Then the product totalization has only two non-zero terms, and in between them the map \begin{align*} \alpha: \mathbb{Z}^{\times \mathbb{Z}_{\geq 0}} &\longrightarrow \mathbb{Z}^{\times \mathbb{Z}_{\geq 0}} \\ (x_n)_{n \geq 0} &\longmapsto (x_n+x_{n-1})_{n \geq 0} \;, \end{align*} (with the convention that $x_{-1}=0$, so the first component of the image is just $x_0$).

Similarly, the sum totalization has the only nonzero arrow given as \begin{align*} \beta: \mathbb{Z}^{\oplus \mathbb{Z}_{\geq 0}} &\longrightarrow \mathbb{Z}^{\oplus \mathbb{Z}_{\geq 0}} \\ (x_n)_{n \geq 0} &\longmapsto (x_n+x_{n-1})_{n \geq 0} \;. \end{align*}

Note that $\alpha,$ and consequently $\beta,$ are both injective: If $(x_n)_{n \geq 0}$ is mapped to $0$, we have the series of equations \begin{align*} x_0&=0\\ x_1+x_0&=0\\ x_2+x_1&=0\\ \dots \end{align*} and thus, recursively one gets all $x_n$ equal to $0$.

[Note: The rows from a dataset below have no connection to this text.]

PR #688, opened 2026-04-22
fix: guard remaining null-author PR paths

reganbuilds:
## Summary
- guard the remaining direct `author["login"]` reads when GraphQL returns a null PR author
- default `PullRequest.from_graphql_response()` to `ghost` for missing authors instead of crashing
- add regressions for both the class parser and self-merge guard path

## Validation
- `uv run --python 3.12 --with pytest pytest tests/test_classes.py tests/utils/test_null_author_guards.py -q`
- `python3 -m py_compile gittensor/classes.py gittensor/utils/github_api_tools.py tests/test_classes.py tests/utils/test_null_author_guards.py`


anderdc:
This PR is just churn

For surjectivity of $\alpha,$ proceed similarly, namely given any element in the image $(y_n)_{n \geq 0}$, to find the preimage is to solve the system of equations \begin{align*} x_0&=y_0\\ x_1+x_0&=y_1\\ x_2+x_1&=y_2\\ \dots \end{align*} which you are always able to do (recursive rule $x_0=y_0,\; x_n=y_n-x_{n-1}$). However, note that this also shows that $\beta$ is not surjective: If $(y_n)_{n \geq 0}$ is chosen as $(1, 0, 0, 0, \dots)$, then the recursive formula above gives you $x_n=(-1)^n$. Thus, although $(y_n)$ has only finitely many nonzero components, the preimage does not.

For 2:

Similarly, populate the main diagonal and this time the one below it in the second quadrant by $\mathbb{Z}$'s, and put $0$ everywhere else. Again put identities everywhere that you can, and zero aps everywhere else.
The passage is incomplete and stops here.